Post by Martin Walker »

Funkyflash5 wrote: Sun Oct 02, 2022 3:03 pm As a guide to learning intonation, automotive pinstriping tape can be applied across the fingerboard as a mock fret line. It's thin enough to be relatively accurate and peels off cleanly when no longer needed. It's how I was taught upright bass.

Oh wow, thanks for that tip Funkyflash5 8-)

I was determined to end up with an unlined fretboard this time, but your suggestion is very welcome indeed until my muscle memory kicks in. I think I'll go for 2mm pinstriping tape, as that is about the width of a fret. Oh, and Wonks was definitely right about me needing a side dot at fret 1, but I'll see I get on with temporary automotive pinstriping tape first.

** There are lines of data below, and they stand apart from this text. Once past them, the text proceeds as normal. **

Issue #5269, opened 2020-01-23
custodian --raw throwing error


tzd-sh:
I'm not sure which version it started happening with, but I find that in the most recent version of 'custodian' that I am using from c7n==0.8.45.4 package, the '--raw' parameter results in an error as follows:

Sample Policy File:
```
$ cat list-ec2-instances.yaml
policies:
  - name: list-ec2-instances
    resource: ec2
```

Run custodian:    
```
$ custodian run -s output list-ec2-instances.yaml
2020-01-23 22:57:40,295: custodian.policy:INFO policy:list-ec2-instances resource:ec2 region:us-east-1 count:0 time:0.57
```

Run custodian report with '--raw' parameter, throws error:
```
$ custodian report -s output --raw outfile.json list-ec2-instances.yaml
CustodianDate,InstanceId,tag:Name,InstanceType,LaunchTime,VpcId,PrivateIpAddress
Traceback (most recent call last):
  File "/home/ec2-user/custodian/bin/custodian", line 8, in <module>
    sys.exit(main())
  File "/home/ec2-user/custodian/lib/python3.7/site-packages/c7n/cli.py", line 374, in main
    command(config)
  File "/home/ec2-user/custodian/lib/python3.7/site-packages/c7n/commands.py", line 141, in _load_policies
    return f(options, list(policies))
  File "/home/ec2-user/custodian/lib/python3.7/site-packages/c7n/commands.py", line 311, in report
    policies, begin_date, options, sys.stdout, raw_output_fh=options.raw)
  File "/home/ec2-user/custodian/lib/python3.7/site-packages/c7n/reports/csvout.py", line 112, in report
    dumps(records, raw_output_fh, indent=2)
  File "/home/ec2-user/custodian/lib/python3.7/site-packages/c7n/utils.py", line 122, in dumps
    return json.dump(data, fh, cls=DateTimeEncoder, indent=indent)
  File "/usr/lib64/python3.7/json/__init__.py", line 180, in dump
    fp.write(chunk)
TypeError: a bytes-like object is required, not 'str'

```

Run custodian report without '--raw' parameter, no error:
```
$ custodian report -s output list-ec2-instances.yaml
CustodianDate,InstanceId,tag:Name,InstanceType,LaunchTime,VpcId,PrivateIpAddress

$
```

JohnHillegass:
[...]

PR #5274, opened 2020-01-25
encode report data as bytes when the --raw output param is used

JohnHillegass:
resolves custodian --raw throwing error #5269

I tried to get the encoding to work within json.dump but was getting another TypeError  'descriptor 'encode' requires a 'str' object but received a 'bytes'' so instead, I decided to encode it in memory then write to the filehandler. I considered using ```sys.version_info >= 3``` so it would still be done the old way in 2.7 but in testing, I found that this solution works in both py27 and py37 so keeping it the same for consistency makes sense. @kapilt What do you think?

### DIFF
--- a/c7n/cli.py
+++ b/c7n/cli.py
@@ -119,7 +119,7 @@ def _report_options(p):
         '--days', type=float, default=1,
         help="Number of days of history to consider")
     p.add_argument(
-        '--raw', type=argparse.FileType('wb'),
+        '--raw', type=argparse.FileType('w'),
         help="Store raw json of collected records to given file path")
     p.add_argument(
         '--field', action='append', default=[], type=_key_val_pair,
--- a/c7n/utils.py
+++ b/c7n/utils.py
@@ -119,7 +119,7 @@ def loads(body):
 
 def dumps(data, fh=None, indent=0):
     if fh:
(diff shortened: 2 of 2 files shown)


JohnHillegass:
Please disregard until I resolve those errors :( It worked locally!

kapilt:
on quick look, its a differential behavior between major python versions wrt to unicode and needs differentiation between the major versions via using six

kapilt:
so we're opening up the file in binary mode which seems to be the root of this, afaics simply opening it up without that flag resolves the issue ie.

```diff
diff --git a/c7n/cli.py b/c7n/cli.py
index 71d8e58a5..f5d87a4cb 100644
--- a/c7n/cli.py
+++ b/c7n/cli.py
@@ -119,7 +119,7 @@ def _report_options(p):
         '--days', type=float, default=1,
         help="Number of days of history to consider")
     p.add_argument(
-        '--raw', type=argparse.FileType('wb'),
+        '--raw', type=argparse.FileType('w'),
         help="Store raw json of collected records to given file path")
     p.add_argument(
         '--field', action='append', default=[], type=_key_val_pair,
```

JohnHillegass:
Thanks for the review @kapilt and for sharing your thoughts. I learned a few things about use cases for six and project structure (especially where the file was being opened, that part drove me crazy when looking at it Saturday morning). Have a good morning and great week!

On that note (pun intended) I've also this morning come across another fretless intonation decision to be made - do you set up the bridge so that for accurate tuning your finger is placed just behind the imaginary fret (i.e. where your finger would be on a fretted bass - that's the way my bass was set up at the factory), or dead centre over the imaginary fret marking.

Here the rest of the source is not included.